Semi-supervised Learning

Semi-supervised learning considers the problem (especially in classification) when only a small subset of the empirical data have labels. The question is: can we utilize the information in the unlabeled data to improve the classification. In recent year deep learning literatures, there are typically two ways to do semi-supervised learning: modification on generative models and few shot learning.

1. Semi-supervised Learning with Variational Autoencoder

Kingma, D. P., Mohamed, S., Rezende, D. J., & Welling, M. (2014). Semi-supervised learning with deep generative models. In Advances in neural information processing systems (pp. 3581-3589).
Rasmus, A., Berglund, M., Honkala, M., Valpola, H., & Raiko, T. (2015). Semi-supervised learning with ladder networks. In Advances in neural information processing systems (pp. 3546-3554).
Maaløe, L., Sønderby, C. K., Sønderby, S. K., & Winther, O. (2016). Auxiliary deep generative models. arXiv preprint arXiv:1602.05473.

Variational autoencoder (VAE) considers the following generative process:

$\boldsymbol{z} \sim \mathcal{N}(\boldsymbol{0}, I), \; \; p_{\boldsymbol{\theta}}(\boldsymbol{x} | \boldsymbol{z}) = f(\boldsymbol{x}; \boldsymbol{z}, \boldsymbol{\theta})$

where $f(\cdot)$ can be modeled using a deep neural network. The inference model on the contrary, has the following form:

$q_{\boldsymbol{\phi}}(\boldsymbol{z} | \boldsymbol{x}) = \mathcal{N}\left(\boldsymbol{\mu}_{\boldsymbol{\phi}}(\boldsymbol{x}), \boldsymbol{\sigma}^2_{\boldsymbol{\phi}}(\boldsymbol{x})\right)$

Therefore, the evidence lower bound (ELBO) for the likelihood function is

$\log p_{\boldsymbol{\theta}}(\boldsymbol{x}) \geq \mathbb{E}_{q_{\boldsymbol{\phi}}(\boldsymbol{z} | \boldsymbol{x})}\left[\log p_{\boldsymbol{\theta}}(\boldsymbol{x} | \boldsymbol{z})\right]-K L\left[q_{\boldsymbol{\phi}}(\boldsymbol{z} | \boldsymbol{x}) \| p_{\boldsymbol{\theta}}(\boldsymbol{z})\right]=-\mathcal{J}(\boldsymbol{x})$

Instead of optimize the likelihood function directly, we can optimize the lower bound of likelihood function.

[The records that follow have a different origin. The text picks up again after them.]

PR #18, opened 2015-09-17
Add support for the `TopLevelItemDescriptor.isApplicableIn(ItemGroup)` method in 1.607+

stephenc:
Don't want to bump the core version of Jenkins just yet, so using reflection for now.
The use of reflection should not be a performance risk as the New Item page is not rendered
heavily, and in any case reflection gets inlined well by the JVM

@reviewbybees

### DIFF
--- a/src/main/java/com/cloudbees/hudson/plugins/folder/Folder.java
+++ b/src/main/java/com/cloudbees/hudson/plugins/folder/Folder.java
@@ -806,7 +806,7 @@ public class Folder extends AbstractItem
         }
         // TODO Jenkins 1.607+ use method directly
         try {
-            return Boolean.TRUE.equals(tid.getClass().getMethod("isApplicableIn", ItemGroup.class).invoke(this));
+            return Boolean.TRUE.equals(tid.getClass().getMethod("isApplicableIn", ItemGroup.class).invoke(tid, this));
         } catch (NoSuchMethodException e) {
             // ignore
         } catch (InvocationTargetException e) {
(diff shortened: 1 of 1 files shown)


recena:
:bee:, Why don't we want to update the Jenkins baseline?

oleg-nenashev:
:bee: I would not vote for the dependency update, because we still need to support 1-year-old LTS lines.

stephenc:
There may be a bug in the code... running by hand tests now (by hand tests needed as we cannot up the dependency on core until November)

stephenc:
@recena @oleg-nenashev care to go again... my bad for not finishing manual testing before creating the PR

oleg-nenashev:
re :bee:

recena:
@stephenc Well catch it out :bee:

src/main/java/com/cloudbees/hudson/plugins/folder/Folder.java
```diff
@@ -803,6 +804,16 @@ public boolean isAllowedChildDescriptor(TopLevelItemDescriptor tid) {
...
         }
+        // TODO Jenkins 1.607+ use method directly
+        try {
+            return Boolean.TRUE.equals(tid.getClass().getMethod("isApplicableIn", ItemGroup.class).invoke(tid, this));
+        } catch (NoSuchMethodException e) {
+            // ignore
+        } catch (InvocationTargetException e) {
+            // ignore
+        } catch (IllegalAccessException e) {
+            // ignore
```
jglick: The second two exceptions would be genuine problems that should be rethrown as `AssertionError`, not ignored.

jglick:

Notice that VAE can be seen as a combination of a encoder and a decoder, where $\mathbb{E}_{q_{\boldsymbol{\phi}}(\boldsymbol{z} | \boldsymbol{x})}\left[\log p_{\boldsymbol{\theta}}(\boldsymbol{x} | \boldsymbol{z})\right]$ is the reconstruction error for decoder and $K L\left[q_{\boldsymbol{\phi}}(\boldsymbol{z} | \boldsymbol{x}) \| p_{\boldsymbol{\theta}}(\boldsymbol{z})\right]$ the information compression quality for encoder.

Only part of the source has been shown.